You should call pm.draw(results) to see what the scan actually evaluates. The print statements are misleading because pytensor will indeed only call the function once to obtain the symbolic graph. After that it never needs it again as it represented the operation as a Pytensor graph.

But when evaluating it, it will certainly operate on a loop over the outer dimensions of the sequences or nsteps

Also you cannot define PyMC model variables inside a scan…

Perhaps @jessegrabowski can give you more specific pointers here

@ricardoV94 , thank you for having a look at my problem. I forgot to mention (or include in my code sample) the fact that printing out the observed and unobserved RVs, or the graph visualization, or the point_logps all show that only the first set of RVs corresponding to the first time-series are in the model. So, I take your point about the print statements, but there is definitely some deeper issue at hand here. :grimacing:

I will see what moving RVs out of the scan function does.
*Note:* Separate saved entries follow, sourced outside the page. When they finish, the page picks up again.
PR #720, opened 2021-04-06
mongodb (bug): Fix paths for MongoDB assets

brianredbeard:
A number of files used by MongoDB had path changes, moving from the name
`mongodb.<extension>` to `mongod.<extension>` (changing "db" -> "d").

This updates those files (and their corresponding tests) to reflect the
correct paths, as of MongoDB v4.4.

Special thanks to Frank Büttner of Max-Delbrück-Centrum für Molekulare
Medizin for bringing this to my attention and noting the change.
As the idiom goes: "Many hands make light work"

### DIFF
--- a/lenses/mongodbserver.aug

Moving the RVs out of the scan seems to have done the trick.

I had to bundle the varying-length time-series into a rectangular matrix so that one response RV of shape (N, M) could replace the N response RVs of shape (M - k,).

To mask out the invalid padding values, I set them to be NaNs in the observed vectors and am replacing the NaNs in the result of logp with zero using pt.where; wrapped in a pm.Potential.

Using an indexing mask seems to not work with “ragged” indexes.

@ricardoV94 , I have marked your recommendation as the solution. Thank you, sir!